Information section start

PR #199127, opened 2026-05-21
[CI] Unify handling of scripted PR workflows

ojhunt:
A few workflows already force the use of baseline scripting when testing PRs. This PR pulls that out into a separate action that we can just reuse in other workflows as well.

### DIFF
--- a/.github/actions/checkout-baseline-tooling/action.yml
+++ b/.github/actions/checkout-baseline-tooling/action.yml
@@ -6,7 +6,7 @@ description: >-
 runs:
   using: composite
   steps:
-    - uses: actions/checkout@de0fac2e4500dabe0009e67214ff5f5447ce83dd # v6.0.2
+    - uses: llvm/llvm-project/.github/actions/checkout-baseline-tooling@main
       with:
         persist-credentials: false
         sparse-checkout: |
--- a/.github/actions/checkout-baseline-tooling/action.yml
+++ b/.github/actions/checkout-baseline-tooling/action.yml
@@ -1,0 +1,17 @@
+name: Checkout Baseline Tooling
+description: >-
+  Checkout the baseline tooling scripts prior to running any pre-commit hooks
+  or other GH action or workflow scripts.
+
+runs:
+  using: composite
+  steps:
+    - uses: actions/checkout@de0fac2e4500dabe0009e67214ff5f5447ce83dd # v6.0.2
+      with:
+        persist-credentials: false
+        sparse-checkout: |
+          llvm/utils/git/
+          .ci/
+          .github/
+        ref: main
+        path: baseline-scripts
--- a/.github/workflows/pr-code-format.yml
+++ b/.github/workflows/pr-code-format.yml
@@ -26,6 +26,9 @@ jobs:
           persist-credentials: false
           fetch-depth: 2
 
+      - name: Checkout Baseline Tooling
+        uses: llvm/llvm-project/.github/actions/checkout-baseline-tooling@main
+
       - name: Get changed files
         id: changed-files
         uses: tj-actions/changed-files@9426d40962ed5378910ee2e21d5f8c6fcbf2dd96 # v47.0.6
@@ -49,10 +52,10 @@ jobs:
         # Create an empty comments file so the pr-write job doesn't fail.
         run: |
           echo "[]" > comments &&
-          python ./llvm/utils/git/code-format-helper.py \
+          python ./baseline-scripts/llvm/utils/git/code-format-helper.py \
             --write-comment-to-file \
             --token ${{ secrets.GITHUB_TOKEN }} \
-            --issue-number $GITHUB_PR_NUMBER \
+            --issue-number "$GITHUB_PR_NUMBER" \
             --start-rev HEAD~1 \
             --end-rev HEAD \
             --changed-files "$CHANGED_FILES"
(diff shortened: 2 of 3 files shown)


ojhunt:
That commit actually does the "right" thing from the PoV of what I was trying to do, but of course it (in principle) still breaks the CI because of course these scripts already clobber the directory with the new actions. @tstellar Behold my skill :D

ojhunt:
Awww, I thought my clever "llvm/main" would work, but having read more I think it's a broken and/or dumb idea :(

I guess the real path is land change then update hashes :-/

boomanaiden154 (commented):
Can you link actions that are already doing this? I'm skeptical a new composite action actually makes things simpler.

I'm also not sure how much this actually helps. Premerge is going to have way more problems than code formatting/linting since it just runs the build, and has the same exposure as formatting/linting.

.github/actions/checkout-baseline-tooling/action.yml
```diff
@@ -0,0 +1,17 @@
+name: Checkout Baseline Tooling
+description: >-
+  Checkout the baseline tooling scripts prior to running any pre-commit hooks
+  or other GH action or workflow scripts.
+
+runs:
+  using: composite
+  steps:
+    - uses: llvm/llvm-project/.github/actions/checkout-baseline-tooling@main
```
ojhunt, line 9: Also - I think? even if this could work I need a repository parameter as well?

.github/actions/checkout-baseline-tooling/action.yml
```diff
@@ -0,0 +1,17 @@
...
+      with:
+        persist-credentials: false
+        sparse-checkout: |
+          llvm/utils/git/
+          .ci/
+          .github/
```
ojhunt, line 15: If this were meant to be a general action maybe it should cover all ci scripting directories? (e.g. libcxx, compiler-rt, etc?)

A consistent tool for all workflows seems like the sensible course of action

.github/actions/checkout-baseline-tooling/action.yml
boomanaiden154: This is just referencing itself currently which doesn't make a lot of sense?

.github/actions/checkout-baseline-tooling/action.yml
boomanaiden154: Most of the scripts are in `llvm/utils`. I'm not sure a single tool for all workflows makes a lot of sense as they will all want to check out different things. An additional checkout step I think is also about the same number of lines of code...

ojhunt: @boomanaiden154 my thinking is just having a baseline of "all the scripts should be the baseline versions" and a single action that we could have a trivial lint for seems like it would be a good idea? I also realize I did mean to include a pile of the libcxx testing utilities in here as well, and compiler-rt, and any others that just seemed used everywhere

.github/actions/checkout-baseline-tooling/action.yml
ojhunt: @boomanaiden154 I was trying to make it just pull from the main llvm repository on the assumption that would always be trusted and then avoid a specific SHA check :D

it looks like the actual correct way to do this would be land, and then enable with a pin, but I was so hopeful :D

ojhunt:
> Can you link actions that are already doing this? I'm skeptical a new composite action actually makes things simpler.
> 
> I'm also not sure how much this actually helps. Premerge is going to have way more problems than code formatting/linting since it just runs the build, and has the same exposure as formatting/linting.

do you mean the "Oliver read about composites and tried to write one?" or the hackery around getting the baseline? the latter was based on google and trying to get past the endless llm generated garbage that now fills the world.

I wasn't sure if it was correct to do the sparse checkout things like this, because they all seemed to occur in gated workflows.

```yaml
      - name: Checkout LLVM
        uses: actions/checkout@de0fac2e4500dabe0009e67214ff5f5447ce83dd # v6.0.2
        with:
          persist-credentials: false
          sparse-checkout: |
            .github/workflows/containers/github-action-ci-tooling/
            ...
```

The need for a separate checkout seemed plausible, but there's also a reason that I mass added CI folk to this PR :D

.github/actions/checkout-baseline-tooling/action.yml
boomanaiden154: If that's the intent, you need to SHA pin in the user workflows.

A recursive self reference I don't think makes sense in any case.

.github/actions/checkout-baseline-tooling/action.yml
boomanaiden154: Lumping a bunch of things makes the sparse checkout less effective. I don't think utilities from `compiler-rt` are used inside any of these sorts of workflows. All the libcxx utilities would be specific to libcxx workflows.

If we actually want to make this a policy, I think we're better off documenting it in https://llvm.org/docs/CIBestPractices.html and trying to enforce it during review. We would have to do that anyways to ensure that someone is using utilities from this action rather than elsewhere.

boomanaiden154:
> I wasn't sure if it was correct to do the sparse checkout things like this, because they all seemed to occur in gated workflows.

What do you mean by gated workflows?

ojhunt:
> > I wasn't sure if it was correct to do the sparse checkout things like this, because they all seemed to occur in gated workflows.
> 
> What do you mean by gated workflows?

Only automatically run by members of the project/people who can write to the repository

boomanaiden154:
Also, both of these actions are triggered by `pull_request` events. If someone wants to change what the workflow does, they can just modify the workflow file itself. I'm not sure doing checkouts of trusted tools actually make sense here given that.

Information section end
Information section start

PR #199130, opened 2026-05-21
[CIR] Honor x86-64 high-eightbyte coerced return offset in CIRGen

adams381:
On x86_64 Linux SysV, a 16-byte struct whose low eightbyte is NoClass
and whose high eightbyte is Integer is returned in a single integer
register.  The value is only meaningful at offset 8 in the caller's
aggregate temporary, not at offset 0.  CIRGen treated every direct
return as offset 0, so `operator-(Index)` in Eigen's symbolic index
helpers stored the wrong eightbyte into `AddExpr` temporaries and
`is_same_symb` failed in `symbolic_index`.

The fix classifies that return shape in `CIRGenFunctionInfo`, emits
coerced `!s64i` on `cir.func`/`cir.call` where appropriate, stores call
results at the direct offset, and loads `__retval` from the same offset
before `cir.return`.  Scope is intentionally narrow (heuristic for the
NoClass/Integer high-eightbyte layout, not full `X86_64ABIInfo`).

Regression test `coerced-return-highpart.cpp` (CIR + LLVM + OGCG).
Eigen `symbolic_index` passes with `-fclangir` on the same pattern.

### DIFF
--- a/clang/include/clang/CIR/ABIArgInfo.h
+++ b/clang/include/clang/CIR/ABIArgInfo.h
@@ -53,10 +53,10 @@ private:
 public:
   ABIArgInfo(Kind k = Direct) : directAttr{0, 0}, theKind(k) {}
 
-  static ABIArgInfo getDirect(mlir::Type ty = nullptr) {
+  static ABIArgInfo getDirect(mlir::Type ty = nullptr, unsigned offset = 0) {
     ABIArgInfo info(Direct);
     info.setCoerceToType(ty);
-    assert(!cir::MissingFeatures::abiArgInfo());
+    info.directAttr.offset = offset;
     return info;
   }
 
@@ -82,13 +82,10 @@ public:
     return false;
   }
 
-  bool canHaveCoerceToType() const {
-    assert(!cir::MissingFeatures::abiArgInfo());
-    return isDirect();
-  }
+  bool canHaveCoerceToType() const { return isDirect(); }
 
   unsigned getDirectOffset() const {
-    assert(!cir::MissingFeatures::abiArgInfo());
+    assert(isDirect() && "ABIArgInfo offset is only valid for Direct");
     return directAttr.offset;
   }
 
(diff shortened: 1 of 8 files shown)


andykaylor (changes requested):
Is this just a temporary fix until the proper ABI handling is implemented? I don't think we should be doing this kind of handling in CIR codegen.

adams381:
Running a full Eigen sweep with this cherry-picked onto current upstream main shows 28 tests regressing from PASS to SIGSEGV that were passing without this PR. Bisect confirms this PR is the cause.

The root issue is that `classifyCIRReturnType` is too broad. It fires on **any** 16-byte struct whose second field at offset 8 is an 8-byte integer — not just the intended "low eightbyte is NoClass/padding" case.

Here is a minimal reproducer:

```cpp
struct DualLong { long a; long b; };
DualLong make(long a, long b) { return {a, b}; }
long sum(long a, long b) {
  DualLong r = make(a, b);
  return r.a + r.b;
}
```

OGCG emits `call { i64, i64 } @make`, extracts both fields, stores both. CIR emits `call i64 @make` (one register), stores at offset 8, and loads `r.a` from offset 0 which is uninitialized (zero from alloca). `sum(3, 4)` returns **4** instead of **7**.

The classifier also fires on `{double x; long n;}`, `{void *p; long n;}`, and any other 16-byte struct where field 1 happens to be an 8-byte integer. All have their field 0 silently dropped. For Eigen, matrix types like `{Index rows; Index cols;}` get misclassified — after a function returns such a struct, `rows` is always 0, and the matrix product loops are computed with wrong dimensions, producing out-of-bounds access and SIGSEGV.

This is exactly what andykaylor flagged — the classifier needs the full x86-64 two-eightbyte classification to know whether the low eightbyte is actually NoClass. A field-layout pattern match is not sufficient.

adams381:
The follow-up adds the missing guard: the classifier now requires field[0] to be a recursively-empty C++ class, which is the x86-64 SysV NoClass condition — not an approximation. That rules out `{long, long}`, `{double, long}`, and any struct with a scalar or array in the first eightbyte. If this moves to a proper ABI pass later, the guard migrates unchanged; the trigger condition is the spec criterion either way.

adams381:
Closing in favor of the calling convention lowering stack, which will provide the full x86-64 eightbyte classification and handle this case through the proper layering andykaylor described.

Information section end
Information section start

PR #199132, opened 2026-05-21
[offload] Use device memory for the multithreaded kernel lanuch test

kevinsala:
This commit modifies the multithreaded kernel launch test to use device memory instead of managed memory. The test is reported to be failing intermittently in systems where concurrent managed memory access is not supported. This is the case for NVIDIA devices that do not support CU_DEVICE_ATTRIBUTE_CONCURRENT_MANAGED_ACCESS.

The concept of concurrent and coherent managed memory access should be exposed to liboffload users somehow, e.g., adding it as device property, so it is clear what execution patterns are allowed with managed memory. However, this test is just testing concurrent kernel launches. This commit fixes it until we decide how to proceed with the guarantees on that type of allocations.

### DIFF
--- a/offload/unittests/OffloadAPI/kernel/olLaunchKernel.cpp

Information section end

• [Work instructions] Reproduce every line from the preceding data in which the word "stores" can be found.

• [Final answer]
coerced `!s64i` on `cir.func`/`cir.call` where appropriate, stores call
OGCG emits `call { i64, i64 } @make`, extracts both fields, stores both. CIR emits `call i64 @make` (one register), stores at offset 8, and loads `r.a` from offset 0 which is uninitialized (zero from alloca). `sum(3, 4)` returns **4** instead of **7**.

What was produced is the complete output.